▶ Problem statement
Look through the records below for the line holding "(diff shortened: 1 of 1 files shown)". Write it out exactly, with each following line through the line holding "jkodroff, line 1: Can".
----------
PR #21355, opened 2026-09-03
Add /dev CloudFront cache-invalidation workflow

cnunciato:
Receives a `repository_dispatch` (`dev-deployed`) from pulumi/marketing-web at the end of a production Dev Center deploy and invalidates just the `/dev*` paths on the www.pulumi.com distribution, which otherwise caches them for 30 minutes (`thirtyMinuteCachePolicy`). Auth scaffolding mirrors `build-and-deploy.yml`; a `workflow_dispatch` escape hatch allows manual/override invalidations.

### DIFF
--- a/.github/workflows/invalidate-dev-cache.yml
+++ b/.github/workflows/invalidate-dev-cache.yml
@@ -1,9 +1,10 @@
 name: Invalidate /dev cache
-# Triggered by pulumi/marketing-web at the end of a production Dev Center deploy.
-# The www.pulumi.com distribution proxies /dev* to marketing-web's own CDN and
-# caches it for 30 minutes (thirtyMinuteCachePolicy, see infrastructure/index.ts),
-# so a fresh Dev Center deploy is otherwise invisible here for up to half an hour.
-# This flushes just the /dev surface — nothing else on the site is touched.
+
+# Invalidates the Dev Center cache, which lives at `/dev` behind the CloudFront CDN managed by pulumi/docs. 
+# We do this with a workflow dispatch because the Dev Center deploys on its own schedule (so its cache needs
+# to be cleared independently of pulumi/docs deployments), and it makes more sense for the Dev Center to 
+# notify pulumi/docs of this event (so it can handle the event on its own), rather than for us to reach into its 
+# live, running infrastructure from the outside.
 on:
   repository_dispatch:
     types: [dev-deployed]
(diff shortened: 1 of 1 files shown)


.github/workflows/invalidate-dev-cache.yml
jkodroff, line 1: Can we explain why this lives here? (I would assume it's b/c pulumi/docs owns the entirety of pulumi.com's infrastructure.)

cnunciato: Yep, that's right. We need to invalidate the cache that's managed by pulumi/docs (as it's the forward-facing one), and that cache lives in a different AWS account than the one we deploy the Dev Center into, so we don't have the creds to invalidate it directly. 

But even so, it also makes sense for us to tell pulumi/docs, "Hey, we just deployed — can you invalidate our cache?" and then leave it up to pulumi/docs to decide whether and how to do that. (Rather than reach into its live infra directly from the outside and mess with it.)

jkodroff: Can we add a sentence to the top of the workflow to explain this?

cnunciato: Absolutely!

cnunciato: @jkodroff This work? 👇🏻

cnunciato:
>If leaving /assets* out is deliberate (e.g. those objects are fingerprinted and don't need flushing), a one-line comment saying so would keep the next reader from re-deriving it.

Exactly — they are fingerprinted, but it's also fine to clear them as well. I'll do that. (It's also worth noting that the contents of `/assets` are shared across more than just `/dev` (which is the only path served by marketing-web we expose publicly as of now), so this workflow will also expand to include more than just `/dev` as we pull more top-level content away from pulumi/docs and into pulumi/marketing-web.)

.github/workflows/invalidate-dev-cache.yml
```diff
@@ -53,8 +53,12 @@ jobs:
         env:
           PULUMI_ACCESS_TOKEN: ${{ steps.esc-secrets.outputs.PULUMI_ACCESS_TOKEN }}
           PULUMI_STACK_NAME: ${{ vars.PULUMI_STACK_NAME }}
-          # A dispatch caller may narrow/override the paths via client_payload.paths.
-          PATHS: ${{ github.event.client_payload.paths || github.event.inputs.paths || '/dev /dev/*' }}
+          # Default flushes both surfaces the distribution proxies to the Dev Center:
```
cnunciato, line 56: This was added separately to address https://github.com/pulumi/docs/pull/21355#issuecomment-5530261731.

.github/workflows/invalidate-dev-cache.yml
jkodroff: Yes.

jkodroff (approved):

PR #21377, opened 2026-09-03
deps: group security updates, fix label detection, and add gated auto-merge

CamSoper:
### Proposed changes

Cutting Dependabot PR volume, and the human toil that comes with it. **Nothing auto-merges until you set a repo variable** — the automation ships default-off.

#### The problem

`.github/dependabot.yml` was already dialed to the floor: monthly, `open-pull-requests-limit: 1`, grouped, majors ignored. It was working fine. The volume came from somewhere else.

Of the **59 Dependabot PRs opened between 2026-07-02 and 2026-09-02, only 10 came from that config.** The other **49 were security updates**, which bypass nearly everything it sets:

| Configured option | Applies to security updates? |
|---|---|
| `schedule: monthly` | No -- fires the moment an advisory lands |
| `open-pull-requests-limit: 1` | No -- "not subject to this limit and do not count toward it" |
| `groups:` | No -- groups default to `applies-to: version-updates` |

Unbatched, that's one PR per affected package per manifest: 9 on 07-23, 8 on 08-03, 11 on 09-01. `js-yaml` alone produced 9 PRs.

#### 1. `.github/dependabot.yml` — batch the security updates

- **Add an `applies-to: security-updates` group to every entry.** An advisory day now produces one PR per ecosystem instead of one per package.
- **Cover `/infrastructure/versioned-docs` and `/scripts/snippet-sweep`** — neither had an entry, so their security PRs arrived unprefixed with default naming (#20772).
- **Repoint the pip entry.** It pointed at `/scripts`, which contains no Python manifest of any kind — it had never matched anything. The real Pipfiles are `/scripts/python`, `/scripts/image-borders`, `/tools/pydocgen`.
- **Add `devcontainers`.**
- **Add `/static/programs` entries** (npm, gomod, pip, nuget, maven, docker) with `open-pull-requests-limit: 0`. These never produce version updates — `scripts/programs/upgrade.sh` owns that. They exist purely to batch security PRs GitHub already opens against those 444 sample dirs with zero config coverage today (#21304, #20771). Adding entries can't increase discovery; the dependency graph is repo-wide and independent of this file.

⚠️ The two `/static/programs` invariants (`open-pull-requests-limit: 0`, `applies-to: security-updates` on every group) are what stop this becoming monthly version updates across 444 directories. Called out in a file header comment and again at the block.

#### 2. `label-dependabot.yml` — fix the risk labels

Both risk labels were broken, and broken **specifically on grouped PRs** — the only PRs that can be bulk.

The old extractor matched `` Bumps [name] ``, but a grouped body reads `Bumps the all-dependencies group ... with 7 updates:` followed by a markdown table and `` Updates `name` from x to y `` lines. No bracket in either. It returned **zero** dependencies for every grouped PR. Verified against #21285's real body:

| | old | new |
|---|---|---|
| dependencies extracted | **0** | **7** |
| `deps-lambda-edge-risk` | not applied | applied |
| `deps-bulk-update` | not applied | applied |

**#21285 bumped `webpack` and `css-loader` and merged with neither label.** Also confirmed on #21282 ("with 10 updates") and #20711 ("with 12 updates").

Changes: source dependency names and advisory state from `dependabot/fetch-metadata`; replace the `isSecurity` substring match (207 Dependabot PRs match Dependabot's boilerplate use of the word "security"; only 52 reference a real advisory, so a label reading "merge immediately" was firing on routine bumps); extend the Lambda@Edge list to `@pulumi/`, `esbuild`, `rollup`, `terser`; lower the bulk threshold 10 → 5 (the 09-01 batch had groups of 2, 3, 7, 9, 10); guard the job on `head.repo`; fix a crash on the `workflow_dispatch` path.

#### 3. Auto-merge, behind `DEPS_AUTO_MERGE` (default off)

When the variable is `true`, the workflow approves as `pulumi-bot` and arms GitHub's native auto-merge, which waits for the build check itself. A PR qualifies **unless** it carries `deps-lambda-edge-risk` or `deps-bulk-update`.

Two things here are load-bearing:

- **Why approve at all.** Auto-merge waits for *every* branch protection requirement, not just checks, and `master` requires an approving review — an unapproved PR with a green build sits armed forever. That requirement is currently met by a routine stamping every Dependabot PR under a human's name, which manufactures a trail showing someone reviewed 59 bumps nobody read. `pulumi-bot` is a machine user with write access, so it can approve directly. A bot approving a bot-authored PR gated on CI states the real policy instead of faking a human one.
- **Why `PULUMI_BOT_TOKEN`, never `GITHUB_TOKEN`.** `build-and-deploy.yml` triggers on push to `master`, and `GITHUB_TOKEN` events don't trigger workflows. A `GITHUB_TOKEN` merge would land and never deploy — and the three daily scheduled rebuilds would hide that for hours rather than surface it.

**Not routed through `auto-approve-for-auto-merge.yml`**, despite that being the established pattern for the other 16 bot workflows. Those attach `automation/merge` *at PR creation* with a PAT, so the `opened` event already carries the label. Dependabot PRs open without it, and a label applied with `GITHUB_TOKEN` does not trigger workflows — the `labeled` event would never fire and the approve job would silently never run. Putting the label in `dependabot.yml`'s `labels:` doesn't rescue it either: that's unconditional, and the whole point is that risky PRs *don't* get approved.

### Testing

`.github` and `*.md` are both in `.prettierignore`, and `scripts/lint/lint-markdown.js` only scans `content/`, so neither linter covers any file in this diff and `make lint` wouldn't exercise it. I did not run a full `make ensure`. Instead:

**The token path is confirmed, not assumed.** A temporary probe workflow ran on this PR ([run 33815532057](https://github.com/pulumi/docs/actions/runs/33815532057)):

```
event=pull_request actor=CamSoper
RESULT: ESC token acquired on a pull_request run with no environment.
Authenticated as: pulumi-bot
```

ESC over OIDC works with no `environment:` set, and the token is `pulumi-bot`. An earlier draft of this PR said the rollout had to wait for a real Dependabot PR to prove this — **that was wrong.** The OIDC subject claim does not include the actor: a `pull_request` run presents `repo:pulumi/docs:pull_request` whichever account opened it, so this was always testable here. The probe workflow has been deleted and the finding recorded in `BUILD-AND-DEPLOY.md`.

**Label logic**, executed against mocked payloads with stubbed `github`/`context`/`core`:

| scenario | labels | `auto_merge` | comment |
|---|---|---|---|
| grouped, 7 deps incl `webpack` | bulk + lambda-edge | `false` | held |
| single safe dep | — | `true` | armed |
| single dep with GHSA | security-patch | `true` | armed |
| switch unset | — | `true` (unused) | checklist |
| 3 deps incl `@pulumi/aws` | lambda-edge | `false` | held |

Rows 1 and 5 produced **no labels at all** before this branch.

Both YAML files parse; the embedded `github-script` body passes `node --check`. The `fetch-metadata` path can only be exercised on a real Dependabot event.

### Rollout

1. Merge this. Nothing changes about merging — `DEPS_AUTO_MERGE` is unset.
2. Set `DEPS_AUTO_MERGE=true`. Watch the first Dependabot PR end to end: approval within a minute, merge ~10 min later when the build goes green.
3. Retire the rubber-stamp routine — **last**. It currently satisfies the approval requirement; removing it before step 2 means nothing merges at all.

Rollback at any point: unset the variable. Already-armed PRs release with `gh pr merge --disable-auto <n>`.

### Related issues (optional)

None.

https://claude.ai/code/session_01J3vuWejcQDE3xEGbKKC2SC


CamSoper:
@claude #update-review

Worked all six low-confidence findings. Four fixed, two verified as already correct.

**Fixed:**

**[L83]** Good catch, and worse than reported. `theme/package.json` carries `@pulumi/design-tokens`, so the `'@pulumi/'` prefix would have held every monthly theme bump as a Lambda@Edge bundle risk -- a design-token package with no bundling relevance at all. Narrowed to the two exact packages that actually get bundled, `@pulumi/aws` and `@pulumi/pulumi`. Retested against mocked payloads: a theme group carrying `design-tokens` now auto-merges, an infra group carrying `@pulumi/aws` is still held, and the 7-package webpack group is still held on both flags.

The residual over-capture you identified is accepted rather than fixed: `/infrastructure/versioned-docs` carries the same two packages and a name-only match can't distinguish it from `/infrastructure`. Failing closed is right for a merge gate. Documented in the comment above the array and in `dependabot-labels.md`, per your suggestion.

**[L187]** Confirmed. `/scripts/python` and `/scripts/image-borders` pin every package as `"*"` and ship no `Pipfile.lock`; `/tools/pydocgen` is the only one with real constraints (`sphinx >=7.1,<7.2`) and a lock. So the entry is one-third live, and you're right that it's the same failure as the `/scripts` bug this PR fixes. Rather than claim three working directories, both `dependabot.yml` and `BUILD-AND-DEPLOY.md` L3442 now say only `/tools/pydocgen` is expected to produce updates, and that committing locks for the other two is what would make them live.

**[L3496]** You're right and the sentence was wrong. Its subject was the monthly grouped PRs, which are exactly what the gates hold. Took your rewrite and added the missing half: it's the off-schedule security PRs, usually one or two packages, that mostly merge unattended.

**[L24]** Fair distinction, and I'd overstated it. The identical OIDC subject shows ESC's trust policy will match on a Dependabot-opened PR; it doesn't show GitHub mints a token at all on that path, since Dependabot-triggered runs carry their own event-level policy. Softened the comment to claim only the former, restored a token-availability report line so the first real Dependabot run settles it, and made reading that line a step before setting `DEPS_AUTO_MERGE`.

**Verified, no change:**

**[L3448]** Numbers hold. `js-yaml` returns 10 matching PRs; 9 fall inside the stated 07-02..09-02 window (#20006 is 07-01, outside it). The daily counts come from enumerating the full listing: 9 on 07-23 (#20462-20468, #20483, #20492), 8 on 08-03, 11 on 09-01.

**[L3456]** Split confirmed exactly: search `total_count` for `author:app/dependabot created:2026-07-02..2026-09-02` is **59**. Ten came from the monthly schedule (five on Aug 1, five on Sep 1), forty-nine were security updates. Also applied the snapshot framing you suggested -- the 5:1 ratio tracks advisory volume, so it isn't a constant.

**Not addressed, deliberately:** the four items under "Editorial stances introduced by this PR" are workflow comments and an internal tooling reference, not user-facing docs prose. Happy to revisit if you disagree.

---

CamSoper:
CI is red here and it is not this PR's failure. Recording why rather than leaving it looking unattended.

**Failing check:** `Install deps and build site` ([run 33922772096](https://github.com/pulumi/docs/actions/runs/33922772096/job/101202742442)), in the "Build and deploy" step.

```
error: Running program '/home/runner/work/docs/docs/infrastructure/' failed:
Error: Required output 'cloudAiAppDistributionDomain' does not exist
       on stack 'pulumi/pulumi-ai-app-infra/prod'.
```

**Cause:** `infrastructure/index.ts:110-111` holds a `StackReference` to `pulumi/pulumi-ai-app-infra/prod` and calls `requireOutput('cloudAiAppDistributionDomain')`. That output is no longer present on that stack, so the `pulumi preview` inside `make ci_pull_request` aborts. Because it is `requireOutput` rather than `getOutput`, there is no soft-fail path — the Airflow reference twelve lines below uses `getOutput` and degrades gracefully; this one does not.

**Why it isn't this PR:** the diff is four files -- `.github/dependabot.yml`, `.github/workflows/label-dependabot.yml`, `BUILD-AND-DEPLOY.md`, and `.claude/commands/pr-review/references/dependabot-labels.md`. Nothing under `infrastructure/`, and no path from any of them to a StackReference resolving against a stack in another project.

Not a flake either: the run is already `run_attempt: 2` and failed identically both times.

One caveat on the evidence, so nobody over-reads it. Every other PR run today passed, but all of them ran before 19:21 and this one ran at 23:14 -- so the pattern is equally consistent with this simply being the first build after the output disappeared. The mechanism is what rules this PR out, not the timing. The testable prediction is that **the next PR pushed to this repo will fail the same way**; if it doesn't, this diagnosis is wrong.

**No fix ported, because none exists.** I searched open issues and PRs and found nothing tracking it. The repo-side fix would be softening that `requireOutput` to a `getOutput` with a fallback, but that changes CloudFront routing behavior for the AI app in production and does not belong in a Dependabot-configuration PR. The better fix is on the other side: restoring the `cloudAiAppDistributionDomain` output on `pulumi-ai-app-infra/prod`.

Not re-running again -- the one re-run that would confirm a transient has already been spent. This PR is otherwise ready: pre-merge review is at zero open findings, and nothing in it changes merge behavior until `DEPS_AUTO_MERGE` is set.

---

CamSoper:
@claude #update-review

---

CamSoper:
@claude #update-review

Rebased onto master (now includes #21414, the dead-stack-reference fix that was breaking every build), plus one hardening commit from a pre-merge safety pass.

**Since the last review:**

- **`continue-on-error` on the `fetch-metadata` step.** That step is new in this branch, and without the guard a transient failure would have put a red check on every Dependabot PR where previously the labelling job had no way to fail. With it, outputs come back empty, `metadataAvailable` is false, and the script falls through to the body parser. Verified the degraded path still fails safe: a grouped 7-package body containing `webpack` parses to 5 dependencies and lands `deps-bulk-update` + `deps-lambda-edge-risk` with `auto_merge=false`.
- **Comment on the checkout step** recording that it is load-bearing -- `gh pr review` and `gh pr merge` infer the repository from its git remote. It reads as unused because nothing touches the working tree, and removing it would break the arming step only once `DEPS_AUTO_MERGE` is on.

**Config validation** (relevant to the earlier low-confidence items): confirmed against GitHub's Dependabot options reference that all eight `package-ecosystem` values here are valid (`npm`, `pip`, `gomod`, `nuget`, `maven`, `docker`, `github-actions`, `devcontainers`), and that no two entries share an ecosystem+directory pair. Both matter more than they look: an invalid config is the one failure mode that stops Dependabot silently rather than announcing itself.

All six low-confidence findings from the previous round remain dispositioned as described in the earlier comment -- four fixed, two verified against the repo's own history.

---

CamSoper:
@claude #update-review

All five low-confidence items fixed in `b8ce01dd`. **[L49] was correct and important** -- thank you for actually replaying the regexes against the real bodies rather than taking the commit message's word for it.

**[L49] — conceded, and the finding understates how neatly the two failures line up.** I reproduced it independently: #20711 is titled "with 12 updates", its body is exactly **65,535** characters, and the fallback recovers 10. My previous commit message claimed the degraded path "fails safe"; it does not. The parser under-counts, and because `dependencies.length` feeds *both* `isBulk` and `hasLambdaEdgeRisk`, truncation moves both inputs toward merging simultaneously. Alphabetical ordering puts `rollup`, `terser` and `webpack` -- three of the nine risk patterns -- exactly where the truncation lands.

Took the suggested fix verbatim: `autoMergeEligible = metadataAvailable && !hasLambdaEdgeRisk && !isBulk`. The fallback may label, but may never clear the merge gate. Verified: the truncated-body case now yields `auto_merge=false` with `held_reason=metadata-unavailable`, while the clean paths are unchanged (safe single dep still arms, `@pulumi/aws` still held).

You're also right that my cited evidence was wrong -- #21285 parses to 7, not 5, and since its body fits under the cap it demonstrated the clean path while I described it as the degraded one. The conclusion happened to be right for the wrong reason.

**[L144] — fixed.** Both comments corrected. Added the distinction the finding points at: the `isSecurity` under-report is tolerable because `deps-security-patch` is informational and gates nothing, whereas the dependency count gates two things, which is exactly why the fallback is now refused at the gate.

**[L353] — fixed.** The triage comment now says when metadata was missing, why the labels are less trustworthy, and that auto-merge is withheld regardless of flags -- plus a line distinguishing a permanent failure from a flaky one. Mirrors what the sibling ESC step already does.

**[L3469] — fixed.** Glossary now reads "Bundler, `@pulumi/aws` / `@pulumi/pulumi`, or AWS SDK updates", matching the matcher. (L3503/L3528 still gloss it as "webpack/bundler/AWS SDK" but those predate this PR, as you noted.)

**[L358] — fixed.** `github.actor` moved to `env: ACTOR` and referenced as `${ACTOR}`. Agreed it isn't exploitable behind the job's actor guard; taking it as a safe-by-construction consistency fix.

---

CamSoper:
@claude #update-review

All four fixed in `4135dbcd`.

**[L298] — fixed.** The held-for-review line now mirrors the `held_reason` ternary. You're right that the old `else` was actively misleading on the one case the previous commit exists to handle: it cited `deps-bulk-update` on a PR that never got the label, quoting the very count that is untrustworthy in that state, two lines below a paragraph giving the real reason. Verified all three arms: metadata-missing states the true cause, lambda-edge and bulk still name their flags.

**[L3481] — fixed in both places.** `BUILD-AND-DEPLOY.md` and the label reference each now say a PR is also withheld, with no flag set, when metadata was unavailable. Your framing of why it matters is the right one — those two files are what someone consults when a PR sits unmerged with nothing on it to explain why, which is precisely the state the new branch creates.

**[L236] — conceded, and I should have caught it.** I adopted your earlier phrasing verbatim without checking it, which is on me. Replayed against #20711: the two lost packages are **`beasties` and `simple-icons`**, at alphabetical positions 3 and 10 of 11 — not the tail. The body is cut at 65,535 characters with `_Description has been truncated_` appended, and what's lost is whatever falls after the cut in *body* order, with release notes interleaved between entries. Comment rewritten to say "anything after the cut" rather than "anything late in the alphabet", since the old model would send a reader looking in the wrong place.

One thing that fell out of checking it, recorded in the comment and deliberately not acted on: the header table rows name all 12 packages and sit near the top, so they survive truncation. Matching those would make the degraded path's *labels* accurate. I left it — the gate already refuses that path, so it's regex surface for no safety gain, and this branch has already had one self-inflicted bug in exactly this area.

**[L38] — fixed on both halves.** The block no longer says the fallback exists "for that path only", and no longer characterizes the degradation as just the `isSecurity` under-report. It now names both losses and points at why only one of them reaches the gate.

---

CamSoper:
@claude #update-review

**[L242] — conceded and fixed in `6c0f017d`.** Verified independently: counting `| ---` separator rows gives exactly one table in #20711, #21282 and #21285, and #20711 carries a single `Bumps the …` line. "More than one table block" was wrong.

Your reading of what I meant is right, and it's the better sentence. #20711's twelve rows run ten direct dependencies alphabetically, then `beasties` and `simple-icons` appended — one table, two blocks of rows. That's exactly why the two lost packages sort early in the alphabet but sit at rows 11 and 12, and last is what the cut takes. The comment now says that, and keeps the operative reason the body outruns 65,536 characters (the per-package release-note `<details>` blocks), which was already correct.

No functional change. That should be the last of it — the gate logic has been unchanged since `4135dbcd` and the remaining rounds have all been comment accuracy.

---

CamSoper:
@claude #update-review

**[L251] — conceded, fixed in `675ebd24`, and fixed by deletion rather than correction.**

You're right on both counts. Sorted against all twelve names the pair is 4th and 11th, and reproducing "3 and 10 of 11" requires silently dropping `@aws-sdk/client-s3` — row 1 of the table. The figures came from copying 0-based indices out of a scratch script without re-reading them.

The claim is gone rather than corrected. It's the least load-bearing part of the comment and has now produced three consecutive rounds of findings on its own, which is a reasonable signal that a coordinate nobody needs isn't worth carrying. What remains is the part a reader can actually replay: 12 named, 10 recovered, and the two lost are rows 11 and 12 — the appended indirect block. That they sort mid-alphabet is now stated as *the point* (position in the table decides, not the name) rather than as a number to check.

Gate logic unchanged since `4135dbcd`; the last three commits have been comment accuracy only.

---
----------
▶ Task answer
(diff shortened: 1 of 1 files shown)


.github/workflows/invalidate-dev-cache.yml
jkodroff, line 1: Can we explain why this lives here? (I would assume it's b/c pulumi/docs owns the entirety of pulumi.com's infrastructure.)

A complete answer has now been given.